Records from a data collection:
PR #452, opened 2025-03-17
expose a new api endpoint for the ansible-logs-error script

YasenT:
New API endpoint to expose the ansible logs script, returning errors.
https://issues.redhat.com/browse/PULP-382

### DIFF
--- a/pulp_service/pulp_service/app/migrations/0008_ansiblelogreport.py
+++ b/pulp_service/pulp_service/app/migrations/0008_ansiblelogreport.py
@@ -11,7 +11,7 @@ class Migration(migrations.Migration):
 
     dependencies = [
         ('core', '0130_upstreampulp_policy'),
-        ('service', '0006_vulnerabilityreport'),
+        ('service', '0007_alter_vulnerabilityreport_options_and_more.py'),
     ]
 
     operations = [


pulp_service/pulp_service/app/models.py
```diff
@@ -174,3 +174,17 @@ class VulnerabilityReport(models.Model):
 
     id = models.UUIDField(primary_key=True, default=uuid.uuid4, editable=False)
     vulns = models.JSONField()
+    
+class AnsibleLogReport(models.Model):
```
decko, line 178: @YasenT We have a BaseModel that can be inherited here and avoid some duplication. Check it https://github.com/pulp/pulpcore/blob/18adef4f5c89d2c6c746fa635b50bb324259ee20/pulpcore/app/models/base.py#L20

pulp_service/pulp_service/app/urls.py
```diff
@@ -19,4 +20,6 @@
     path("api/pulp/admin/tasks/", TaskViewSet.as_view({"get": "list"})),
     path("api/pulp/vuln_report/", VulnerabilityReport.as_view({"get": "list", "post": "post"})),
     path("api/pulp/vuln_report/<uuid:uuid>/", VulnerabilityReport.as_view({"get": "get"})),
+    path("api/pulp/ansible-logs/", AnsibleLogAnalysisViewSet.as_view({"post": "create", "get": "list"})),
+    path("api/pulp/ansible-logs/<uuid:id>/", AnsibleLogAnalysisViewSet.as_view({"get": "retrieve"})),
```
bmbouter, line 24: I think they match top-to-bottom so the more specific one should come first. I'm 90% sure that's needed, but not 100%

pulp_service/pulp_service/app/viewsets.py
```diff
@@ -164,3 +168,46 @@ def post(self, request):
...
+        Returns a task that can be used to retrieve results.
+        """
+        serializer = AnsibleLogAnalysisSerializer(data=request.data)
+        serializer.is_valid(raise_exception=True)
+        
+        log_url = serializer.validated_data['url']
+        role_filter = serializer.validated_data.get('role', ["ALL"])
+        
+        try:
+            task = dispatch_ansible_log_analysis(log_url, role_filter)
```
bmbouter, line 191: stylistically can the dispatch actually occur here instead of in a sub-function. The Pulp viewsets almost always do the dispatch themselves.

pulp_service/pulp_service/app/serializers.py
```diff
@@ -52,3 +52,30 @@ def validate_repo_version(self, value):
...
+    """
+    A serializer for Ansible log analysis requests.
+    """
+    url = serializers.URLField(
+        help_text=_("URL to the Ansible log file to be analyzed")
+    )
+    role = serializers.ListField(
+        child=serializers.CharField(),
+        help_text=_("List of roles to filter by, or ['ALL'] for all roles"),
+        default=["ALL"]
```
bmbouter, line 65: Oh the default is here too. This is probably the right place to have it, so then remove the other places its set.

pulp_service/pulp_service/app/models.py
```diff
@@ -18,7 +18,7 @@
 from django.contrib.postgres.fields import ArrayField
 
 from pulpcore.plugin.models import Domain
-from pulpcore.app.models import AutoAddObjPermsMixin, HeaderContentGuard
+from pulpcore.app.models import AutoAddObjPermsMixin, HeaderContentGuard, BaseModel
```
bmbouter, line 21: You didn't create this problem, but can you try switching the imports from `pulpcore.app` to `pulpcore.plugin`. Over-time directly importing from pulpcore other than `pulpcore.plugin` isn't safe from breaking changes. The "plugin API" though is safe which is offered inside `pulpcore.plugin`. Let me know if you have quesitons, or if you find you don't have all the objects you need.

bmbouter: Actually this is all-over our codebase. Let's do this as a separate activity not in this PR.

pulp_service/pulp_service/app/serializers.py
```diff
@@ -52,3 +52,30 @@ def validate_repo_version(self, value):
...
+    )
+
+class AnsibleLogReportSerializer(ModelSerializer):
+    """
+    A serializer for the AnsibleLogReport model.
+    """
+    id = serializers.UUIDField(read_only=True)
+    pulp_created = serializers.DateTimeField(read_only=True)
```
bmbouter, line 73: These are not needed and should be removed. Our project is kind of in transition from a "url" as the primary identifier to a "Pulp Resource Name" aka a "prn". That is inherited to your serializer from [here](https://github.com/pulp/pulpcore/blob/main/pulpcore/app/serializers/base.py#L447) so you don't need to have `id` or `pulp_created` here because you inherit from `ModelSerializer`.

pulp_service/pulp_service/app/tasks/ansible_log_parser.py
```diff
@@ -0,0 +1,196 @@
...
+    """
+    errors = await get_errors_from_ansible_log(role_filter, log_url)
+
+    # Store results in database
+    report = await sync_to_async(AnsibleLogReport.objects.create)(
+        log_url=log_url,
+        errors=errors,
+        error_count=len(errors),
+        role_filter=role_filter
+    )
```
bmbouter, line 55: At this point you should add a `CreatedResource` which is a Tasking field / concept where we report to the user what a task made. Without this, the user only would have the URL and would have to requery the API to find the `AnsibleLogReport`.

pulp_service/pulp_service/app/urls.py
bmbouter: If it all works, I don't have a preference.

pulp_service/pulp_service/app/viewsets.py
bmbouter: It's not how it's usually done, but I'm ok with that. I see where you're coming from. :+1:

pulp_service/pulp_service/app/models.py
bmbouter: https://issues.redhat.com/browse/PULP-391

pulp_service/pulp_service/app/serializers.py
```diff
@@ -52,3 +52,29 @@ def validate_repo_version(self, value):
         except:
             raise serializers.ValidationError(_("No matching RepositoryVersion instance found."))
         return repo_version.pk
+class AnsibleLogAnalysisSerializer(serializers.Serializer):
+    """
+    A serializer for Ansible log analysis requests.
+    """
+    url = serializers.URLField(
+        help_text=_("URL to the Ansible log file to be analyzed")
```
bmbouter, line 60: :+1:

pulp_service/pulp_service/app/serializers.py
```diff
@@ -52,3 +52,29 @@ def validate_repo_version(self, value):
...
+    """
+    domain = serializers.StringRelatedField(read_only=True)
+    log_url = serializers.URLField(read_only=True)
+    errors = serializers.JSONField(read_only=True)
+    error_count = serializers.IntegerField(read_only=True)
+    role_filter = serializers.JSONField(read_only=True)
+
+    class Meta:
+        model = AnsibleLogReport
+        fields = ['pulp_id','domain', 'pulp_created', 'log_url', 'errors', 'error_count', 'role_filter']
```
bmbouter, line 80:
```suggestion
        fields = ModelSerializer.Meta.fields + ('domain', 'log_url', 'errors', 'error_count', 'role_filter']
```

It's better to defer the field definition for inherited fields to the parent class. For example [here](https://github.com/pulp/pulpcore/blob/4e7b3394932567a75026237423caccd223a70621/pulpcore/app/serializers/domain.py#L490)

pulp_service/pulp_service/app/tasks/ansible_log_parser.py
```diff
@@ -0,0 +1,229 @@
...
+        # Use pulp_id instead of id - this is the key fix!
+        domain = await sync_to_async(Domain.objects.get)(pulp_id=domain_id)
+        report_data["domain"] = domain
+    
+    # Store results in database
+    
+    report = await sync_to_async(AnsibleLogReport.objects.create)(**report_data)
+    
+    # Register the created resource
+    await sync_to_async(CreatedResource.objects.create)(content_object=report)
```
bmbouter, line 68: In running your code locally, were you able to view the created resources on the task after it completed? I ask because @git-hyagi was having some challenges with that aspect so I wanted to see if you were able to get this working. From a code-read/review perspective, this all looks great.

pulp_service/pulp_service/app/tasks/ansible_log_parser.py
```diff
@@ -0,0 +1,229 @@
...
+            async with session.get(log_url, timeout=timeout) as response:
+                response.raise_for_status()
+                text = await response.text()
+                return text.splitlines()
+    except aiohttp.ClientError as e:
+        _logger.error("Failed to fetch log file: %s", str(e))
+        raise ValueError(f"Error fetching log file: {str(e)}")
+
+
+async def analyze_ansible_log(log_url, role_filter, domain_id=None):
```
bmbouter, line 38: With the default being specified in the dispatch function I recommend not having it be optional here, but clarifying in the docstring it can be UUID or None.

pulp_service/pulp_service/app/viewsets.py
```diff
@@ -164,3 +178,73 @@ def post(self, request):
         repo_version_pk = serialized_data.data["repo_version"]
         task = dispatch(check_content, kwargs={"repo_version_pk": repo_version_pk})
         return OperationPostponedResponse(task, request)
+
+class AnsibleLogReport(NamedModelViewSet):
```
bmbouter, line 182: :+1:

pulp_service/pulp_service/app/viewsets.py
```diff
@@ -164,3 +178,73 @@ def post(self, request):
...
+        else:
+            queryset = AnsibleLogReport.objects.filter(domain__isnull=True).order_by('-pulp_created')
+            
+        serializer = AnsibleLogReportSerializer(queryset, many=True)
+        return Response(serializer.data)
+
+    def retrieve(self, request, id, domain_name=None):
+        """Get a specific report within the domain."""
+        domain = self.get_domain()
+        set_domain(domain)
```
bmbouter, line 240: I don't think you need to call this in your viewsets. It's already done for you in an inbound middleware [here](https://github.com/pulp/pulpcore/blob/main/pulpcore/middleware.py#L49). You can then access the attribute on the `request` object directly instead.

bmbouter (changes requested):
I left some small changes. This is very close to do (I think). You're doing a great job. :+1:

pulp_service/pulp_service/app/viewsets.py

◆ **EXERCISE**: Count the lines above that contain the word "class", and give only that number.

◆ **EXERCISE OUTPUT**: 8